The Offing, the online literary magazine formerly attached to the Los Angeles Review of Books, is making some big, necessary changes; support them and read more about it in this essay from editor Chanda Prescod-Weinstein: “In 2016 our endeavors must include engaging in long overdue transgressions against tradition by actively working with and for people who have long been pushed to the margins, whether through dispossession, slavery, colonialism, erasure or all of the above.”

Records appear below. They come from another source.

PR #376, opened 2024-07-26
Support deleting roles with dots or other special chars in their name

cnrudd:
Fixes issue https://github.com/xh/hoist-core/issues/370

Breaking change due to corresponding required change in [hoist-react](https://github.com/xh/hoist-react/pull/3735)

Grails' dot splitting appears to be designed to handle "Optional File Extensions" (https://docs.grails.org/latest/guide/theWebLayer.html#embeddedVariables)
If we adjusted our grails mapping and controller to "put the value back together" with `response.format`, it would likely avoid needing a corresponding change in hoist-react, and probably support names with one dot, but it would be hacking over a mis-use of the grails conventions, I think.


ghsolomon (approved):

grails-app/controllers/io/xh/hoist/admin/RoleAdminController.groovy
```diff
@@ -43,9 +43,10 @@ class RoleAdminController extends BaseController {
         renderJSON(data: role)
     }
 
-    def delete(String id) {
+    def delete() {
         ensureHoistRoleManager()
-        defaultRoleUpdateService.delete(id)
+        Map roleSpec = parseRequestJSON()
+        defaultRoleUpdateService.delete(roleSpec.name)
```
amcclain, line 49: We might want to make this `role` vs. `name` - for symmetry for bulk update params in #373 where we have `roles` as key in request JSON.

amcclain: Eh - happy to leave as is - this is more consistent with single-role create / update, with JSON body with `name` key

amcclain (approved):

Over at Flavorwire Sesali B. writes about navigating abuse allegations in the media in regards to the recent split of Johnny Depp and Amber Heard: “But can you legitimately defend someone against allegations that are so personal? How? In a situation like this, can you really use your experience with them to gauge what their experience was like with someone else?”

Amandla Stenberg answers readers’ questions at Rookie as part of their new “How We Live” series, which is “a series centering on the lived experience and thought of black teenagers.”

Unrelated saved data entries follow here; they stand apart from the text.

PR #44, opened 2012-08-30
Fixing VUMIGO-130 contact footer

smn:
Also removing a stray include file and adding some Javascript to
automagically select the right tab when the page is loaded.

### DIFF
--- a/go/templates/app.html
+++ b/go/templates/app.html
@@ -59,6 +59,6 @@
 	<hr>
 	<footer class="footer">
 	    <p class="pull-right"><a href="#">Back to top</a></p>
-	    <p>&copy; 2012 <a href="http://praekeltfoundation.org">Praekelt Foundation</a>. <a href="mailto:hello@vumi.org">Contact</a>. <a href="https://github.com/praekelt/vumi">Github</a></p>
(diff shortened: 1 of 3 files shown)


go/templates/app.html
```diff
@@ -59,6 +59,6 @@
 	<hr>
 	<footer class="footer">
 	    <p class="pull-right"><a href="#">Back to top</a></p>
-	    <p>&copy; 2012 <a href="http://praekeltfoundation.org">Praekelt Foundation</a>. <a href="mailto:hello@vumi.org">Contact</a>. <a href="https://github.com/praekelt/vumi">Github</a></p>
+	    <p>&copy; 2012 <a href="http://praekeltfoundation.org">Praekelt Foundation</a>. <a href="{% url account:index %}#6">Contact</a>. <a href="https://github.com/praekelt/vumi">Github</a></p>
```
hodgestar: What is `#6`?

hodgestar: By which I mean, is there a more understandable way to reference the tab that that link points to? Because I have no clue what tab six is. :)

jerith:
:+1:, modulo @hodgestar's comment about `#6`.

smn:
The `#6` is the `<a href="#6">Contact Us</a>` -- which, I agree, can be named better.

Iman Williams writes on Beyoncé’s Lemonade for Entropy: “The Black feminine is denied entry and access to worlds and modes of being that cease to exist without her; Beyoncé’s Lemonade indicates that the conditions that situate the Black feminine in this interstitial space inaugurate a Black feminist futurity that exceeds a traditional symbolic order.”

Ginger Ko writes on connecting through the internet in her new essay for The Offing, “The Cave”: “I don’t consider myself obligated to maintain Facebook as a representative snapshot of the world, in which the most adamant and idle take up the most space with their ample voices and ample time. My blocked list is important to me, and shall be maintained for as long as my Facebook lives.”

Women are having to travel farther and father to access abortion, as reported at the L.A. Times: “As more states adopt more restrictive laws and the number of clinics dwindles in the so-called “abortion desert” – an area that stretches from Florida to New Mexico and north into the Midwest – women are increasingly traveling across state lines to avoid long waits for appointments and escape the legal barriers in their home states.”

Domonique Echeverria talks to Paper Magazine about her suicide attempt, the harm pharmaceuticals can do, prosthetics, and her own path to healing: “I’d done coke and heroin and acid and I’ll tell you, pharmaceuticals are the worst fucking drugs. They can make people sick. I guarantee you there’s more people addicted to pharmaceuticals than street drugs.”

The new issue of Divine Magnet (edited by WS contributor Seth Landman!) is now live, featuring work from Monica Fambrough, Lesley Yalen, Cheryl Quimba, Natalie Lyalin, and more.